Could you write out all of the data again, word for word?

───── Data for this exercise

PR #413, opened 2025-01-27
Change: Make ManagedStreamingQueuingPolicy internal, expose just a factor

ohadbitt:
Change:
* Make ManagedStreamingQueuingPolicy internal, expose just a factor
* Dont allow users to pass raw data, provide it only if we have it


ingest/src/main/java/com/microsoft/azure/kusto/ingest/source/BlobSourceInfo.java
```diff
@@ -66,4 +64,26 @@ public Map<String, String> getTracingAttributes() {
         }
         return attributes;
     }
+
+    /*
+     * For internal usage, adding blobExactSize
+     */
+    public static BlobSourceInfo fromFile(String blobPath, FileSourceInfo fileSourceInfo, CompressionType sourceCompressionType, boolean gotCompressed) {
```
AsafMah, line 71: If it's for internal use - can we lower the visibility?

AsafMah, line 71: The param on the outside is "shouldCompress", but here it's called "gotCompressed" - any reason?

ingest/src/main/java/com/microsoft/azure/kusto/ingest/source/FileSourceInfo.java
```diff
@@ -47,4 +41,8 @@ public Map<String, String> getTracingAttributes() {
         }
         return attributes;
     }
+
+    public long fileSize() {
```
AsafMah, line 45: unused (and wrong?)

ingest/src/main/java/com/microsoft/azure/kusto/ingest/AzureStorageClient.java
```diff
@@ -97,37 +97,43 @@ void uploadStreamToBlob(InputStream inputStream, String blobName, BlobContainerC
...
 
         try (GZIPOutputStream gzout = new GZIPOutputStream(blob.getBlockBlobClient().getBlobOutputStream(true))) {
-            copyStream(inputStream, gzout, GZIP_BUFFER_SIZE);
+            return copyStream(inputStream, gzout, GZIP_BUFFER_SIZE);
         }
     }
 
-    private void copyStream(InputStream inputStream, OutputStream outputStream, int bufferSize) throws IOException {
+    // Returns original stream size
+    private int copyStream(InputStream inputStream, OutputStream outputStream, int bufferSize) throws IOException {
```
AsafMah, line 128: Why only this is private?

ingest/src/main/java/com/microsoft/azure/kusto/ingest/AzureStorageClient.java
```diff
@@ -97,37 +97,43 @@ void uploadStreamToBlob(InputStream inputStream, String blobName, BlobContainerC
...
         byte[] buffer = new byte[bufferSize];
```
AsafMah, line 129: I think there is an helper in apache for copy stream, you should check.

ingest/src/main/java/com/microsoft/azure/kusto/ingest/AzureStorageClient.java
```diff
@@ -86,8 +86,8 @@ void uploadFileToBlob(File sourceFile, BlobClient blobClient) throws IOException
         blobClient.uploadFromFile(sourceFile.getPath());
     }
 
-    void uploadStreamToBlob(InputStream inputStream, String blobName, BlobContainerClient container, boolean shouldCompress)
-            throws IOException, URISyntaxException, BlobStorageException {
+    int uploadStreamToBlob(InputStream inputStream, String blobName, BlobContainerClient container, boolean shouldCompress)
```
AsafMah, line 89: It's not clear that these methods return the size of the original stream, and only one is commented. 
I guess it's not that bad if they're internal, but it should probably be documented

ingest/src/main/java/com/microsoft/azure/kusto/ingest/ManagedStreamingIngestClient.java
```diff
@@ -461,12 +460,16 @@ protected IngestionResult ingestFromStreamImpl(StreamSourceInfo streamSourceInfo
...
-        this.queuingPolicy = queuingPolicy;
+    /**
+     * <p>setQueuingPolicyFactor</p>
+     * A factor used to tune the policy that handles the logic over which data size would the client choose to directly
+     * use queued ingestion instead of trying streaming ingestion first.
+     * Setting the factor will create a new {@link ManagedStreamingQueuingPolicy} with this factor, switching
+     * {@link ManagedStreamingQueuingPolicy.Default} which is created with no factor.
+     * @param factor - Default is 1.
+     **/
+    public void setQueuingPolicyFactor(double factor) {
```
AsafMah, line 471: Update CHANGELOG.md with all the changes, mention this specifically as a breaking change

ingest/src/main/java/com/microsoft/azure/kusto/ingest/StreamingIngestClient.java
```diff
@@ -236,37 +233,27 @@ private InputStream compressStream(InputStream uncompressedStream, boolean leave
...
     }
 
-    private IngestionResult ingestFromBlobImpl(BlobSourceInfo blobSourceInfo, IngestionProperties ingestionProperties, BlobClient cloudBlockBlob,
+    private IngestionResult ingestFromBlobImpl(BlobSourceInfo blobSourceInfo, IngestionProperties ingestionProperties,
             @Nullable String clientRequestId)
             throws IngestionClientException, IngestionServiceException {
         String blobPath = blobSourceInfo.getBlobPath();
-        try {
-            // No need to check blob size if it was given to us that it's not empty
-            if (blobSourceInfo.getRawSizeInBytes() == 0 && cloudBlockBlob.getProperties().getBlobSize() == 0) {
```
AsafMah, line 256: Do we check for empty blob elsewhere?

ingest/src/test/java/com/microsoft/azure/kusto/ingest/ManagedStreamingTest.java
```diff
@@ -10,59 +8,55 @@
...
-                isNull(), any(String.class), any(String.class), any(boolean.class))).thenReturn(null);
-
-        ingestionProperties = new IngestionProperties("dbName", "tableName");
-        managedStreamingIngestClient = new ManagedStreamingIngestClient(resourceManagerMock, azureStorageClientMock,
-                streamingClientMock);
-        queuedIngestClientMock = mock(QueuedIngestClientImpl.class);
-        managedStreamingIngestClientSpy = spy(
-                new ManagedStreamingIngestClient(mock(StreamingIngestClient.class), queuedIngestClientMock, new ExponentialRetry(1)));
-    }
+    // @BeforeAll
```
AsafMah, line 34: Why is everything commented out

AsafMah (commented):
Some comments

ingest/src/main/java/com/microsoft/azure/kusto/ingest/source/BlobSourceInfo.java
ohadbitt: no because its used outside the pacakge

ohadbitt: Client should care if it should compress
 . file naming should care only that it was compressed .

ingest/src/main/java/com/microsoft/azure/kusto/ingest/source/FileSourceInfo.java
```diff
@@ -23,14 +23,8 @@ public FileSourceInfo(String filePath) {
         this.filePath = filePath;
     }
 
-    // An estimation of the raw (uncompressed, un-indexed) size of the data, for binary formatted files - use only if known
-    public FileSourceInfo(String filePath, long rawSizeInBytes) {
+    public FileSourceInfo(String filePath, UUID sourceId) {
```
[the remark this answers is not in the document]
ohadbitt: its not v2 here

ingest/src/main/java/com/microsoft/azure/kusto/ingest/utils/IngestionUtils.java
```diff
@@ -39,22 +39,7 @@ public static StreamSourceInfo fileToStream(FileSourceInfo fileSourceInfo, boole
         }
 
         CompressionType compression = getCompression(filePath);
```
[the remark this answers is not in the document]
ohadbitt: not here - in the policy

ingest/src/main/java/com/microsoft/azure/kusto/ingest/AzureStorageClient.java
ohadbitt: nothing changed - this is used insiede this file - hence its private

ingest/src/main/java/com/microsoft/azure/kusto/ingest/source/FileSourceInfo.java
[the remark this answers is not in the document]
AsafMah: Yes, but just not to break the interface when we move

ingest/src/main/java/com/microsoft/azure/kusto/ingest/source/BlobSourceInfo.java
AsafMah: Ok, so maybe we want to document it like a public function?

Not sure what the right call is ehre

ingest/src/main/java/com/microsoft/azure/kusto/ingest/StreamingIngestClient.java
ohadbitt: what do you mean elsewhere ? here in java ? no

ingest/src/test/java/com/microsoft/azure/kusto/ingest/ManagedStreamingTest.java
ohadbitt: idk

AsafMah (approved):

──────────

▸ Result
PR #413, opened 2025-01-27
Change: Make ManagedStreamingQueuingPolicy internal, expose just a factor

ohadbitt:
Change:
* Make ManagedStreamingQueuingPolicy internal, expose just a factor
* Dont allow users to pass raw data, provide it only if we have it


ingest/src/main/java/com/microsoft/azure/kusto/ingest/source/BlobSourceInfo.java
```diff
@@ -66,4 +64,26 @@ public Map<String, String> getTracingAttributes() {
         }
         return attributes;
     }
+
+    /*
+     * For internal usage, adding blobExactSize
+     */
+    public static BlobSourceInfo fromFile(String blobPath, FileSourceInfo fileSourceInfo, CompressionType sourceCompressionType, boolean gotCompressed) {
```
AsafMah, line 71: If it's for internal use - can we lower the visibility?

AsafMah, line 71: The param on the outside is "shouldCompress", but here it's called "gotCompressed" - any reason?

ingest/src/main/java/com/microsoft/azure/kusto/ingest/source/FileSourceInfo.java
```diff
@@ -47,4 +41,8 @@ public Map<String, String> getTracingAttributes() {
         }
         return attributes;
     }
+
+    public long fileSize() {
```
AsafMah, line 45: unused (and wrong?)

ingest/src/main/java/com/microsoft/azure/kusto/ingest/AzureStorageClient.java
```diff
@@ -97,37 +97,43 @@ void uploadStreamToBlob(InputStream inputStream, String blobName, BlobContainerC
...
 
         try (GZIPOutputStream gzout = new GZIPOutputStream(blob.getBlockBlobClient().getBlobOutputStream(true))) {
-            copyStream(inputStream, gzout, GZIP_BUFFER_SIZE);
+            return copyStream(inputStream, gzout, GZIP_BUFFER_SIZE);
         }
     }
 
-    private void copyStream(InputStream inputStream, OutputStream outputStream, int bufferSize) throws IOException {
+    // Returns original stream size
+    private int copyStream(InputStream inputStream, OutputStream outputStream, int bufferSize) throws IOException {
```
AsafMah, line 128: Why only this is private?

ingest/src/main/java/com/microsoft/azure/kusto/ingest/AzureStorageClient.java
```diff
@@ -97,37 +97,43 @@ void uploadStreamToBlob(InputStream inputStream, String blobName, BlobContainerC
...
         byte[] buffer = new byte[bufferSize];
```
AsafMah, line 129: I think there is an helper in apache for copy stream, you should check.

ingest/src/main/java/com/microsoft/azure/kusto/ingest/AzureStorageClient.java
```diff
@@ -86,8 +86,8 @@ void uploadFileToBlob(File sourceFile, BlobClient blobClient) throws IOException
         blobClient.uploadFromFile(sourceFile.getPath());
     }
 
-    void uploadStreamToBlob(InputStream inputStream, String blobName, BlobContainerClient container, boolean shouldCompress)
-            throws IOException, URISyntaxException, BlobStorageException {
+    int uploadStreamToBlob(InputStream inputStream, String blobName, BlobContainerClient container, boolean shouldCompress)
```
AsafMah, line 89: It's not clear that these methods return the size of the original stream, and only one is commented. 
I guess it's not that bad if they're internal, but it should probably be documented

ingest/src/main/java/com/microsoft/azure/kusto/ingest/ManagedStreamingIngestClient.java
```diff
@@ -461,12 +460,16 @@ protected IngestionResult ingestFromStreamImpl(StreamSourceInfo streamSourceInfo
...
-        this.queuingPolicy = queuingPolicy;
+    /**
+     * <p>setQueuingPolicyFactor</p>
+     * A factor used to tune the policy that handles the logic over which data size would the client choose to directly
+     * use queued ingestion instead of trying streaming ingestion first.
+     * Setting the factor will create a new {@link ManagedStreamingQueuingPolicy} with this factor, switching
+     * {@link ManagedStreamingQueuingPolicy.Default} which is created with no factor.
+     * @param factor - Default is 1.
+     **/
+    public void setQueuingPolicyFactor(double factor) {
```
AsafMah, line 471: Update CHANGELOG.md with all the changes, mention this specifically as a breaking change

ingest/src/main/java/com/microsoft/azure/kusto/ingest/StreamingIngestClient.java
```diff
@@ -236,37 +233,27 @@ private InputStream compressStream(InputStream uncompressedStream, boolean leave
...
     }
 
-    private IngestionResult ingestFromBlobImpl(BlobSourceInfo blobSourceInfo, IngestionProperties ingestionProperties, BlobClient cloudBlockBlob,
+    private IngestionResult ingestFromBlobImpl(BlobSourceInfo blobSourceInfo, IngestionProperties ingestionProperties,
             @Nullable String clientRequestId)
             throws IngestionClientException, IngestionServiceException {
         String blobPath = blobSourceInfo.getBlobPath();
-        try {
-            // No need to check blob size if it was given to us that it's not empty
-            if (blobSourceInfo.getRawSizeInBytes() == 0 && cloudBlockBlob.getProperties().getBlobSize() == 0) {
```
AsafMah, line 256: Do we check for empty blob elsewhere?

ingest/src/test/java/com/microsoft/azure/kusto/ingest/ManagedStreamingTest.java
```diff
@@ -10,59 +8,55 @@
...
-                isNull(), any(String.class), any(String.class), any(boolean.class))).thenReturn(null);
-
-        ingestionProperties = new IngestionProperties("dbName", "tableName");
-        managedStreamingIngestClient = new ManagedStreamingIngestClient(resourceManagerMock, azureStorageClientMock,
-                streamingClientMock);
-        queuedIngestClientMock = mock(QueuedIngestClientImpl.class);
-        managedStreamingIngestClientSpy = spy(
-                new ManagedStreamingIngestClient(mock(StreamingIngestClient.class), queuedIngestClientMock, new ExponentialRetry(1)));
-    }
+    // @BeforeAll
```
AsafMah, line 34: Why is everything commented out

AsafMah (commented):
Some comments

ingest/src/main/java/com/microsoft/azure/kusto/ingest/source/BlobSourceInfo.java
ohadbitt: no because its used outside the pacakge

ohadbitt: Client should care if it should compress
 . file naming should care only that it was compressed .

ingest/src/main/java/com/microsoft/azure/kusto/ingest/source/FileSourceInfo.java
```diff
@@ -23,14 +23,8 @@ public FileSourceInfo(String filePath) {
         this.filePath = filePath;
     }
 
-    // An estimation of the raw (uncompressed, un-indexed) size of the data, for binary formatted files - use only if known
-    public FileSourceInfo(String filePath, long rawSizeInBytes) {
+    public FileSourceInfo(String filePath, UUID sourceId) {
```
[the remark this answers is not in the document]
ohadbitt: its not v2 here

ingest/src/main/java/com/microsoft/azure/kusto/ingest/utils/IngestionUtils.java
```diff
@@ -39,22 +39,7 @@ public static StreamSourceInfo fileToStream(FileSourceInfo fileSourceInfo, boole
         }
 
         CompressionType compression = getCompression(filePath);
```
[the remark this answers is not in the document]
ohadbitt: not here - in the policy

ingest/src/main/java/com/microsoft/azure/kusto/ingest/AzureStorageClient.java
ohadbitt: nothing changed - this is used insiede this file - hence its private

ingest/src/main/java/com/microsoft/azure/kusto/ingest/source/FileSourceInfo.java
[the remark this answers is not in the document]
AsafMah: Yes, but just not to break the interface when we move

ingest/src/main/java/com/microsoft/azure/kusto/ingest/source/BlobSourceInfo.java
AsafMah: Ok, so maybe we want to document it like a public function?

Not sure what the right call is ehre

ingest/src/main/java/com/microsoft/azure/kusto/ingest/StreamingIngestClient.java
ohadbitt: what do you mean elsewhere ? here in java ? no

ingest/src/test/java/com/microsoft/azure/kusto/ingest/ManagedStreamingTest.java
ohadbitt: idk

AsafMah (approved):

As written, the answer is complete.